Looking into her pretty face, the other man relaxed. The backs of his fingers trailed down her cheek. “That’s the plan, doll. Knowing the cell reception’s shit out here, I told my people I’d be heading to your place. Gave them the number because I’m expecting a call from the president of my fan club. You’ve still got that landline, right?”
“Yep.” She gave a little bounce of pleasure. “If you’ll wait just a minute, I have a few things to do in the back and then we can go.”
“Take your time, doll,” Carver called to her retreating form. “I’m sure Gabe and I can find something to talk about.”
When she disappeared around a corner, the younger man pivoted toward him, his face set. “I just have one thing to say. Screw with her and I’ll kill you.”
Gabe shook his head, trying not to let his annoyance show. “What do you think you know about me or about the two of us?”
“I’ve got e-mail, all right? And this is Cassandra, dude. She can type almost as fast as she can knit. You know her. She’s pretty much set on ‘Spill All’ all the time.”

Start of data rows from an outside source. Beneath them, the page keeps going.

PR #6997, opened 2024-01-17
issue/5558-Logging-improvement-for-nullable-list

### LINKED ISSUE #5558: Logging improvement for nullable list
Currently when we loop over a nullable list attribute which is not set, the current message is the following : ` A for loop can only be applied to lists and relations`.  It would be nice to have an additional hint stating that the list is actually null.
An example to reproduce the issue: 
```
entity A:
    string[]? elements=null
end
implement A using std::none

a = A()
for element in a.elements:
    std::print(element)
end
```

FloLey:
# Description

Currently when we loop over a nullable list attribute which is not set, the current message is the following : "A for loop can only be applied to lists and relations". Now there will also be a hint telling that the attribute is null

closes #5558 

# Self Check:

- [x] Changelog entry

### DIFF
--- a/src/inmanta/ast/statements/generator.py
+++ b/src/inmanta/ast/statements/generator.py
@@ -253,8 +253,8 @@ class For(RequiresEmitStatement):
 
         if not isinstance(var, (list, Unknown)):
             msg = "A for loop can only be applied to lists and relations."
-            if isinstance(var, NoneValue):
-                msg += " Hint: '%s' is null." % self.base
+            if not isinstance(self.base, Literal):
+                msg += " Hint: '%s' is '%s'." % (self.base, str(var))
             raise TypingException(self, msg)
 
         # we're done here: base's execute has reported results to helper
--- a/src/inmanta/ast/statements/generator.py
+++ b/src/inmanta/ast/statements/generator.py
@@ -74,7 +74,7 @@ from inmanta.execute.runtime import (
     WrappedValueVariable,
 )
 from inmanta.execute.tracking import ImplementsTracker
-from inmanta.execute.util import NoneValue, Unknown
+from inmanta.execute.util import Unknown
 
 try:
     from typing import TYPE_CHECKING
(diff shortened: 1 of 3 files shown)


src/inmanta/ast/statements/generator.py
```diff
@@ -252,7 +252,10 @@ def execute(self, requires: dict[object, object], resolver: Resolver, queue: Que
         var = self.base.execute(requires, resolver, queue)
 
         if not isinstance(var, (list, Unknown)):
-            raise TypingException(self, "A for loop can only be applied to lists and relations")
+            msg = "A for loop can only be applied to lists and relations."
+            if isinstance(var, NoneValue):
```
sanderr, line 256: I think it might be better to address this generically. i.e. no tailor-made message when it's `null`, just always tell the user what the value is.

sanderr (changes requested):

tests/compiler/test_loops.py
```diff
@@ -57,7 +59,25 @@ def test_for_error_2(snippetcompiler):
         for i in "foo":
         end
     """,
-        "A for loop can only be applied to lists and relations (reported in For(i) ({dir}/main.cf:2))",
+        "A for loop can only be applied to lists and relations. (reported in For(i) ({dir}/main.cf:2))",
```
FloLey, line 62: I added the 
`if not isinstance(self.base, Literal):` for the hint because I found it weird here to see : Hint: "foo" is "foo".

sanderr: I like it. One suggestion for further improvement:
- Instead of `not isinstance(self.base, Literal)`, go for `isinstance(self.base, Reference)`. Otherwise I think you'd get the same weird behavior for a literal dict, which is of type `CreateDict` iirc. I think it makes sense to restrict ourselves to variable/attribute references here to keep it concise.
- Even if it is a literal I'd mention the value. Not twice as in your example above, but just once.

Some examples of how I think the output could then look:
- `Hint: 'a.b.c' resolves to 'null'`
- `Hint: `'"foo"' is not a list`
- `Hint: `'{"test": 1}' is not a list`

Just suggestions, wdyt?

FloLey: l like it :)

FloLey: @sanderr I can't rerequest review but it is ready

sanderr (approved):
Nice!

Christ. Was she telling the world he’d bedded her that night after the Beach Shack? “Look—”
“No. You look. She’s special and I can’t figure out why she’d think you’re worth scraping off bar floors, but—”
“I’ve heard this lecture before,” Gabe ground out, impatient with the second round of shame snaking through him. “And I’m not inclined to listen to it another time.” Especially coming from some too-pretty, globe-trotting musician who’d bought Gabe’s nun neighbor sister friend a wrist corsage once upon a time.